Сергей чувствовал, что прорва бесчисленных приказов и распоряжений вот-вот засосет его, словно трясина. Вроде как рота сидела в обороне, и ничего существенного не происходило, а документов требовалось составлять все больше и больше. Сергей просил и требовал, чтобы его перевели на боевую должность. Однако штабс-капитан и слышать ничего не хотел. Он уже успел оценить красоту почерка нового своего канцеляриста и почти дружески говорил неугомонному подчиненному:
— Ну какой из вас вояка! Посмотрите на свои руки: они же созданы, чтобы держать перо, а не оружие.
Тогда Сергей пытался мальчишескими выходками доказать командиру свою храбрость. Тем более что сам штабс-капитан отвагой не отличался. Фон Клибек прятался под землю при каждом разрыве снаряда, хотя они падали далеко в стороне от офицерского блиндажа, вызывая своим поведением скрытые насмешки находившихся поблизости солдат. Ведь натренированное ухо настоящего фронтовика уже по звуку летящего с неприятельской стороны «гостинца» могло с достаточной степенью точности определить место его падения.
И вот от отчаяния Сергей начинал дикую игру со смертью. В одном месте неприятельские траншеи довольно близко сходились с нашими. Сапогов среди бела дня вылезал на банкет[2] бруствера, из-за которого австрийцы и русские перебрасывались ручными гранатами, и, сунув руки в карманы, начинал во весь голос декламировать стихи на французском или Гете. В это время он представлял собой отличную мишень. По нему начинали прицельно палить. Стальные пчелы летали у самой головы отчаянного смельчака. Солдаты говорили о нем: «Пытает судьбу». Сергей же не сходил со своего места, пока солдаты за ноги не стаскивали его вниз.
Тем не менее штабс-капитан равнодушно воспринимал подобные выходки «француза». Назвать Сапогова таким прозвищем придумали поручик Гурдов и подпоручик Чернышев. При этом они вкладывали в эту кличку в основном негативный, пренебрежительно-язвительный смысл, нежели имея в виду недолгую службу Сапогова во французской армии.
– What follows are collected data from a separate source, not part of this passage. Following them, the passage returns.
PR #152, opened 2024-02-11
Add feature for ring's less-safe-getrandom-custom-or-rdrand

coder0xff:


cpu:
Hi there,

I think like in https://github.com/rustls/rcgen/pull/224 the solution here should be for you to depend on `ring` directly, and set the non-default feature flags you require as appropriate. 

I'm going to close this issue, but if I've misunderstood the problem you're facing (_perhaps you could include some motivation in the PR description?_) we can revisit.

Сергей платил своим недоброжелателям той же монетой, высмеивая их с помощью тонкого сардонического юмора.
Похоронившего его заживо в бумагах командира Сергей называл не по фамилии и не штабс-капитаном, а всегда только — барон. Это еще больше раздражало кадровых офицеров — поручика Гурдова и подпоручика Чернышева. Они были офицерами старой школы, а после гибели в 1914–1915 годах тысяч офицеров «последними из могикан», которых принято было называть «бурбонами». По своей психической структуре эти волкодавистые служаки являлись полной противоположностью «вольному художнику», чья юность и молодость пришлись на прекрасную поэтическую эпоху «belle 'epoque».[3] Ведь Сергей ушел на войну прямо из belle 'epoque, принеся в окопы возвышенное рыцарское отношение к жизни. Поэтому он терпеть не мог обычных казарменных вечерних разговоров сослуживцев о бабах. Примитивным солдафонским шуткам и развлечениям Сергей предпочитал занятия живописью и поэзией.
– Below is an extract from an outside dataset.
PR #155, opened 2024-03-18
clippy: fix new findings, add cron schedule to CI

cpu:
This branch fixes some `clippy` findings that are breaking CI for new builds ([for example](https://github.com/rusticata/x509-parser/actions/runs/8306288643/job/22734160291?pr=154)).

Естественно «белая ворона» вызывала раздражение у сослуживцев. Особенно его философствования. Порой Сергей специально говорил что-нибудь крамольное, зная наперед, что это вызовет резкое недовольство «бурбонов». Обычно так бывало, когда он не желал оставаться в долгу у сослуживцев, чем-то в очередной раз задевших его чувство собственного достоинства.
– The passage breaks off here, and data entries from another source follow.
PR #156, opened 2024-03-28
Add support for RSA-PSS signature verification

nthuemmel-scontain:


assets/rsa-pss/README.md
```diff
@@ -0,0 +1,7 @@
+# Generating Test Certificates
```
cpu, line 1: small nit: WDYT about replacing this `.md` documenting the commands to run with a `.sh` that runs them?

src/verify.rs
```diff
@@ -1,10 +1,13 @@
...
+use crate::signature_algorithm::RsaSsaPssParams;
+use asn1_rs::{Any, BitString};
 use oid_registry::{
-    OID_EC_P256, OID_NIST_EC_P384, OID_PKCS1_SHA1WITHRSA, OID_PKCS1_SHA256WITHRSA,
+    OID_EC_P256, OID_NIST_EC_P384, OID_NIST_HASH_SHA256, OID_NIST_HASH_SHA384,
+    OID_NIST_HASH_SHA512, OID_PKCS1_RSASSAPSS, OID_PKCS1_SHA1WITHRSA, OID_PKCS1_SHA256WITHRSA,
     OID_PKCS1_SHA384WITHRSA, OID_PKCS1_SHA512WITHRSA, OID_SHA1_WITH_RSA, OID_SIG_ECDSA_WITH_SHA256,
     OID_SIG_ECDSA_WITH_SHA384, OID_SIG_ED25519,
 };
+use std::convert::TryFrom;
```
cpu, line 10: I thought this might be superfluous but this crate is still using `edition = "2018"` and requires the import :+1: No action req'd, just leaving a note for the next reviewer.

src/verify.rs
```diff
@@ -76,3 +87,27 @@ fn get_ec_curve_sha(
...
+/// Not all algorithms are supported, we are limited to what `ring` supports.
+/// Notably, the SHA-1 hash algorithm is not supported.
+fn get_rsa_pss_verification_algo(
+    params: &Option<Any>,
+) -> Option<&'static dyn ring::signature::VerificationAlgorithm> {
+    use ring::signature;
+
+    let params = params.as_ref()?;
+    let params = RsaSsaPssParams::try_from(params).ok()?;
+    let hash_algo = params.hash_algorithm_oid();
```
cpu, line 102: optional nit: I think some of the intermediate bindings might not add much value here:

```suggestion
    let hash_algo = RsaSsaPssParams::try_from(params.as_ref()?)
        .ok()?
        .hash_algorithm_oid();
```

cpu (approved):
Thanks! This looks good to me. :rocket: 

I rebased this on https://github.com/rusticata/x509-parser/pull/155 locally and confirmed there weren't any new clippy findings. It builds, lints, and tests green with that branches fixes applied.

src/verify.rs
chifflier: Functionally speaking, they are not required, but I think they makes debugging easier, and sometimes also easier fights with the compiler types engine :)

chifflier:
Applied, thanks!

Последний такой случай произошел накануне вечером. В отместку за насмешки Сергей заявил гордящимся своей подчеркнутой мужественностью усачам, что управлять миром и руководить армиями в будущем должны поэты и женщины. Первые, как самые благородные и бескорыстные люди на земле, вторые же, как от природы более мягкие и тонко чувствующие гармонию, наделенные природной мудростью создания, сотворенные природой для рождения жизни, а не для ее истребления.
— Как! Тонкошеих болтунов и баб в политики и генералы?! — возмутились мускулинные вояки. — Да вы издеваетесь над правительством и офицерством!